* [Directions] The reply should be a single number: the count of lines below that contain the word "well".

::::

PR #2684, opened 2022-10-22
[RFC] docs: update multidomain-site example

grische:
I tried expanding and and updating the multidomain-site documentation, based on docs/site-example/site.conf

Notable changes:
* moved `mesh.batman_adv` from the domain-specific configuration to site.conf
* moved the wifi channels from the domain-specific configuration to site.conf (opinions?)
* moved `mesh_vpn.fastd` from site.conf to the domain-specific configuration (opinions?)
* added new wifi owe examples to the domain-specific configuration
* replaced dummy parameter values with the ones used in [docs/site-example/site.conf](https://github.com/freifunk-gluon/gluon/blob/v2022.1.1/docs/site-example/site.conf)

### DIFF
--- a/docs/multidomain-site-example/domains/alpha_centauri.conf
+++ b/docs/multidomain-site-example/domains/alpha_centauri.conf
@@ -1,3 +1,10 @@
+-- This is an example domain configuration for Gluon v2022.1
+--
+-- Take a look at the documentation located at
+-- https://gluon.readthedocs.io/ for details.
+--
+-- This configuration will not work as is. You're required to make
+-- community specific changes to it!
 {
   -- multiple codes/names can be defined, the first one is the primary name
   -- additional aliases can be defined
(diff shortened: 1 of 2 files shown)


lemoer:
The improvements to the multidomain-site are well appreciated! :) 

Please split this into multiple commits and explain for each commit, why you propose the changes. Unfortunately, like this, it's kind of hard/impossible to review.

grische:
@lemoer is this really necessary? It is just a cleanup or sync between both files to illustrate how to actually use it.

AiyionPrime:
If you want comments on your changes, it is I'm afraid :)

grische:
Feel free to reopen if this changes.

AiyionPrime:
In our experience reviewing a few smaller descriptive commits leads to faster and better results in terms of finishing the PR for both the project and you.
Furthermore it makes bisecting problems or git-blaming easier - for others coming along later - as well.

You already identified those five core-changes in the list in the top-post.
As soon as they are separate commits, we can go on reviewing this.

If you've got trouble with git we can help you doing so; but committing "docs: update $file" and changing 50% of it won't happen, sorry :/

We'd appreciate if you'd continue this PR instead of throwing the work you put in it away.

grische:
I don't have the time to split up this commit and I don't see any benefit of splitting up a commit that just updates documentation. How often do you need to bisect documentation files?

These file are touched only every few years, so I don't see an urgency to put much effort into this right now. If you think it's important, feel free to take the work and improve upon it.

PR #2690, opened 2022-10-31
gluon-status-page: show gateway_tq

lemoer:
The gateway_tq was added to respondd in #2596. Now, we also show it on the status page.

It looks like this:
image


package/gluon-status-page/javascript/status-page.js
```diff
@@ -133,6 +133,9 @@
 			}
 
 			return 'via ' + addr + ' (unknown iface)';
+		},
+		'tq': function(value) {
+			return formatNumber(100/255 * value, 1) + ' %';
```
AiyionPrime, line 138:
```suggestion
			return formatNumber(100/255 * value, 1) + '%';
```

removing the space would align it with RAM and fileysystem usage above.

AiyionPrime (changes requested):
Usually I'm a fan of the "one info per line"-concept the statuspage seems to follow,
but looking at the `(unknown iface)` below your addition this should be fine.

AiyionPrime (approved):
Looks fine, thanks.
Will merge once the action is done.

PR #2695, opened 2022-11-05
gluon-core: preserve channel list for 5G radios

Kistelini:
Currently the 'channels' setting of a 5G radio gets overwritten or deleted even if the 'preserve_channels' option is enabled. Only set the list of channels in outdoor mode if 'preserve_channels' is disabled and never delete the channel list (like for 2G radios).

### DIFF
--- a/package/gluon-core/luasrc/lib/gluon/upgrade/200-wireless
+++ b/package/gluon-core/luasrc/lib/gluon/upgrade/200-wireless
@@ -53,16 +53,12 @@ local function is_outdoor()
 end
 
 local function get_channel(radio, config)
-	local channel
-	if wireless.preserve_channels(uci) then
-		-- preserved channel always wins
-		channel = radio.channel
-	elseif radio.band == '5g' and is_outdoor() then
+	if radio.band == '5g' and is_outdoor() then
 		-- actual channel will be picked and probed from chanlist
-		channel = 'auto'
+		return 'auto'
 	end
 
-	return channel or config.channel()
+	return config.channel()
 end
 
 local function get_htmode(radio)
@@ -179,6 +175,20 @@ local function configure_mesh_wireless(radio, index, config, disabled)
 	)
 end
 
+local function set_channels(radio, radio_name, config)
+	if wireless.preserve_channels(uci) then
+		return
+	end
+	local channel = get_channel(radio, config)
+	uci:set('wireless', radio_name, 'channel', channel)
+
+	local chanlist
+	if radio.band == '5g' and is_outdoor() then
+		chanlist = config.outdor_chanlist()
+	end
+	uci:set('wireless', radio_name, 'channels', chanlist)
+end
+
 wireless.foreach_radio(uci, function(radio, index, config)
 	local radio_name = radio['.name']
 
@@ -194,13 +204,13 @@ wireless.foreach_radio(uci, function(radio, index, config)
 		return
 	end
 
-	local channel = get_channel(radio, config)
 	local htmode = get_htmode(radio)
 	local beacon_interval = config.beacon_interval()
 
 	uci:delete('wireless', radio_name, 'disabled')
 
-	uci:set('wireless', radio_name, 'channel', channel)
+	set_channels(radio, radio_name, config)
+
 	uci:set('wireless', radio_name, 'htmode', htmode)
 	uci:set('wireless', radio_name, 'country', site.regdom())
 
@@ -218,13 +228,10 @@ wireless.foreach_radio(uci, function(radio, index, config)
 		uci:set_list('wireless', radio_name, 'hostapd_options', hostapd_options)
 
 		if is_outdoor() then
-			uci:set('wireless', radio_name, 'channels', config.outdoor_chanlist())
-
 			-- enforce outdoor channels by filtering the regdom for outdoor channels
 			uci:set('wireless', radio_name, 'country3', '0x4f')
 			configure_mesh_wireless(radio, index, config, true)
 		else
-			uci:delete('wireless', radio_name, 'channels')
 			uci:delete('wireless', radio_name, 'country3')
 			configure_mesh_wireless(radio, index, config)
 		end


package/gluon-core/luasrc/lib/gluon/upgrade/200-wireless
```diff
@@ -214,13 +214,14 @@ wireless.foreach_radio(uci, function(radio, index, config)
...
-			uci:set('wireless', radio_name, 'channels', config.outdoor_chanlist())
+			if not wireless.preserve_channels(uci) then
+				uci:set('wireless', radio_name, 'channels', config.outdoor_chanlist())
+			end
 
 			-- enforce outdoor channels by filtering the regdom for outdoor channels
 			uci:set('wireless', radio_name, 'country3', '0x4f')
 			configure_mesh_wireless(radio, index, config, true)
 		else
-			uci:delete('wireless', radio_name, 'channels')
```
blocktrron, line 223: This still needs to be wrapped in a condition to only apply in case the channel should not be preserved. Otherwise, without channel preservation the configuration could become invalid.

Kistelini: In which case?
```
channel '1'
channels '2-3'
```
is a valid configuration and will choose channel 1. This could lead to confusion if outdoor mode is turned on, then off and the `channels` configuration still exists, but I think it's even more confusing if the `channels` option is removed for 5G devices when it's not removed for 2G devices.
Another possibility would be to remove the `channels` option for 2G devices, too (without `preserve_channels`).

blocktrron: I think I have to wrap my head around that a little more.

The issue is, we only support `channels` in outdoor-mode, as the mesh-interface is only configured using netifd scripts which only utilize the `channel` setting.

blocktrron: On the other hand - one can also configure channel 99999 and choose to preserve it's settings, which will also result in broken configuration.

Given we don't expose this key in the UI - I think we should just prevent all altering of channel settings from upgrade-scripts in case this option is enabled.

Kistelini: So should I leave this as-is or should I add the if-condition?

blocktrron: Looking at it, i think we need a different approach

1. Refactoring the code flow, moving the the "channel" / "channels" configuration to a different dedicated function
2. Only calling this function in case preserve-channels is not activated.

Kistelini:
I'm not sure a function makes this more readable, but maybe like this?

package/gluon-core/luasrc/lib/gluon/upgrade/200-wireless
```diff
@@ -179,6 +175,19 @@ local function configure_mesh_wireless(radio, index, config, disabled)
 	)
 end
 
+local function set_channels(radio, radio_name, config)
+	if not wireless.preserve_channels(uci) then
```
NeoRaider, line 179: Can return early if `wireless.preserve_channels(uci)` is true.

package/gluon-core/luasrc/lib/gluon/upgrade/200-wireless
```diff
@@ -179,6 +175,19 @@ local function configure_mesh_wireless(radio, index, config, disabled)
...
+		local channel = get_channel(radio, config)
+		uci:set('wireless', radio_name, 'channel', channel)
+
+		if is_outdoor() then
+			uci:set('wireless', radio_name, 'channels', config.outdoor_chanlist())
+		else
+			uci:delete('wireless', radio_name, 'channels')
+		end
```
NeoRaider, line 187: Set and delete can be combined:
```suggestion
		local chanlist
		if is_outdoor() then
			chanlist = config.outdoor_chanlist()
		end
		uci:set('wireless', radio_name, 'channels', chanlist)
```

NeoRaider (changes requested):

package/gluon-core/luasrc/lib/gluon/upgrade/200-wireless
```diff
@@ -194,13 +204,11 @@ wireless.foreach_radio(uci, function(radio, index, config)
 		return
 	end
 
-	local channel = get_channel(radio, config)
 	local htmode = get_htmode(radio)
 	local beacon_interval = config.beacon_interval()
 
 	uci:delete('wireless', radio_name, 'disabled')
 
-	uci:set('wireless', radio_name, 'channel', channel)
```
NeoRaider, line 203: We're now missing channel configuration for `band == '2g'`. I think we can just call `set_channels()` before the band-specific part, and add a band check inside `set_channels`, so the outdoor_chanlist is only applied for 5g.

NeoRaider (changes requested):

package/gluon-core/luasrc/lib/gluon/upgrade/200-wireless
Kistelini: Whoops, good catch!

package/gluon-core/luasrc/lib/gluon/upgrade/200-wireless
```diff
@@ -179,6 +175,22 @@ local function configure_mesh_wireless(radio, index, config, disabled)
...
 end
 
+local function set_channels(radio, radio_name, config)
+	if wireless.preserve_channels(uci) then
+		return
+	end
+	local channel = get_channel(radio, config)
+	uci:set('wireless', radio_name, 'channel', channel)
+
+	if radio.band == '5g' then
```
NeoRaider, line 185: I think for consistency it would make sense to use the same condition `radio.band == '5g' and is_outdoor()` as in `get_channel()` (where the `is_outdoor()` check is right now, so the `uci:set(..., 'channels', chanlist)` call is also done for 2g, always setting it to nil)

NeoRaider (changes requested):

NeoRaider (approved):

PR #2696, opened 2022-11-05
gluon-core: preserve wireless channel width during updates

Kistelini:
This adds the uci option 'gluon.wireless.preserve_htmode'. When set to true the channel width of wireless radios (htmode) is preserved during updates.


blocktrron:
Hmm, I think it is a better idea to implicitly preserve the HT-mode when channel preservation is enabled. Operating mode in the end is defined by channel, band and HT-mode.

@mweinelt @NeoRaider any takes?

blocktrron:
Apart from the minor docs misspell, this looks very good.

PR #460, opened 2019-02-21
python updates

patjouk:
close #452, close #450, close #448, close #444


patjouk:
linter issues >.< I'll fix that tomorrow

patjouk:
It's a bit more complicated than lint issues and will require investigating what's really going on there. I'm opening a separate issue for now.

::::

* [Written reply] 2